About this exercise ▸
Reproduce only the lines that run from the line containing "This is useful" to the end of the entries below, exactly as they stand.

***** Given records *****

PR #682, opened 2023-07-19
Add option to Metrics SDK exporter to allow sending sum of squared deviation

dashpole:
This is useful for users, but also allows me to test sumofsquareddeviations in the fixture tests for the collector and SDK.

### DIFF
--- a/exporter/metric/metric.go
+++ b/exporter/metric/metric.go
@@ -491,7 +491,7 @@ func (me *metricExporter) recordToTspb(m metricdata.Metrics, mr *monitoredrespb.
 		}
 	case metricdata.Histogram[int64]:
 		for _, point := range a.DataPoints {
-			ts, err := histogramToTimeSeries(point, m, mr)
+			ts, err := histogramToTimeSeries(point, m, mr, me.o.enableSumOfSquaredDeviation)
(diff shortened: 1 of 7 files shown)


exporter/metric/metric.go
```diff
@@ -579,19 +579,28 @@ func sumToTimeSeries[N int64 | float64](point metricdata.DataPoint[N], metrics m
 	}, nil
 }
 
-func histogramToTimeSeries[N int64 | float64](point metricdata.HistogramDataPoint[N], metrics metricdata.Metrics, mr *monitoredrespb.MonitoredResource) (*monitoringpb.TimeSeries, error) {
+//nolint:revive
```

*****

Reply to the task ▸
This is useful for users, but also allows me to test sumofsquareddeviations in the fixture tests for the collector and SDK.

### DIFF
--- a/exporter/metric/metric.go
+++ b/exporter/metric/metric.go
@@ -491,7 +491,7 @@ func (me *metricExporter) recordToTspb(m metricdata.Metrics, mr *monitoredrespb.
 		}
 	case metricdata.Histogram[int64]:
 		for _, point := range a.DataPoints {
-			ts, err := histogramToTimeSeries(point, m, mr)
+			ts, err := histogramToTimeSeries(point, m, mr, me.o.enableSumOfSquaredDeviation)
(diff shortened: 1 of 7 files shown)


exporter/metric/metric.go
```diff
@@ -579,19 +579,28 @@ func sumToTimeSeries[N int64 | float64](point metricdata.DataPoint[N], metrics m
 	}, nil
 }
 
-func histogramToTimeSeries[N int64 | float64](point metricdata.HistogramDataPoint[N], metrics metricdata.Metrics, mr *monitoredrespb.MonitoredResource) (*monitoringpb.TimeSeries, error) {
+//nolint:revive
```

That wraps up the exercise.